EXERCISE BRIEF: Return, exactly as written, every line from the first line of the data below through the line that contains "-11,7 +11,7 @@".

------ DATA RECORDS ------

PR #2411, opened 2025-08-01
Add new delivery method "other"

shanbady:

Closes https://github.com/mitodl/hq/issues/7962

This pr adds a new "Other" delivery method we get from xpro. Other appears to indicate a combination of the other delivery methods.

### How can this be tested?
1. checkout main
2. running the mitx etl should give you a key error:
```
from learning_resources.tasks import get_xpro_data
get_xpro_data.run()
```
3. checkout this branch, run migrations, and re-run the command above and it should succeed.


shanbady:
closing since we are switching to changing it to "hybrid" in xpro as per discussion https://github.com/mitodl/hq/issues/7962#issuecomment-3141281745

cachob:
Course has been updated to format Hybrid

PR #2418, opened 2025-08-05
config: Add OTEL setup for NextJS

blarghmatey:
N/A

Adds OTEL integration for the NextJS app so that we can capture tracing data for it in Grafana.

### How can this be tested?

Run the app and verify that it starts generating trace spans

### Additional Context

We have OTel tracing enabled in the Django layer but not yet in the NextJS. Adding it to the frontend will help provide more end-to-end context of requests throughout our application layers.

### DIFF
--- a/frontends/main/src/instrumentation.ts
+++ b/frontends/main/src/instrumentation.ts
@@ -11,7 +11,7 @@ export async function register() {
     await import("../sentry.edge.config")
   }
 
-  registerOTel({ serviceName: "mitlearn-frontend" })
+  registerOTel({ serviceName: process.env.OTEL_SERVICE_NAME || "mitlearn-frontend" })
 }
 
 export const onRequestError = Sentry.captureRequestError


ChristopherChudzicki:
@blarghmatey I tried to get this to work locally today. There seems to be some interaction between Sentry and `@vercel/otel` going on. After failing to get data into into [otel-lgtm](https://github.com/grafana/docker-otel-lgtm) locally, I tried simply using `ConsoleSpanExporter`:

```ts
export async function register() {
  if (process.env.NEXT_RUNTIME === "nodejs") {
    await import("../sentry.server.config")
  }

  const serviceName = process.env.OTEL_SERVICE_NAME || "mitlearn-frontend"
  registerOTel({ serviceName, traceExporter: new ConsoleSpanExporter() })
}
```

This logs nothing. But when the sentry code is removed, it starts behaving as expected. I haven't looked into the conflict too much, but did notice these two issues on Sentry's github:
- https://github.com/getsentry/sentry-javascript/issues/11046
- https://github.com/getsentry/sentry-javascript/issues/17273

------

ANSWER AREA:
PR #2411, opened 2025-08-01
Add new delivery method "other"

shanbady:

Closes https://github.com/mitodl/hq/issues/7962

This pr adds a new "Other" delivery method we get from xpro. Other appears to indicate a combination of the other delivery methods.

### How can this be tested?
1. checkout main
2. running the mitx etl should give you a key error:
```
from learning_resources.tasks import get_xpro_data
get_xpro_data.run()
```
3. checkout this branch, run migrations, and re-run the command above and it should succeed.


shanbady:
closing since we are switching to changing it to "hybrid" in xpro as per discussion https://github.com/mitodl/hq/issues/7962#issuecomment-3141281745

cachob:
Course has been updated to format Hybrid

PR #2418, opened 2025-08-05
config: Add OTEL setup for NextJS

blarghmatey:
N/A

Adds OTEL integration for the NextJS app so that we can capture tracing data for it in Grafana.

### How can this be tested?

Run the app and verify that it starts generating trace spans

### Additional Context

We have OTel tracing enabled in the Django layer but not yet in the NextJS. Adding it to the frontend will help provide more end-to-end context of requests throughout our application layers.

### DIFF
--- a/frontends/main/src/instrumentation.ts
+++ b/frontends/main/src/instrumentation.ts
@@ -11,7 +11,7 @@ export async function register() {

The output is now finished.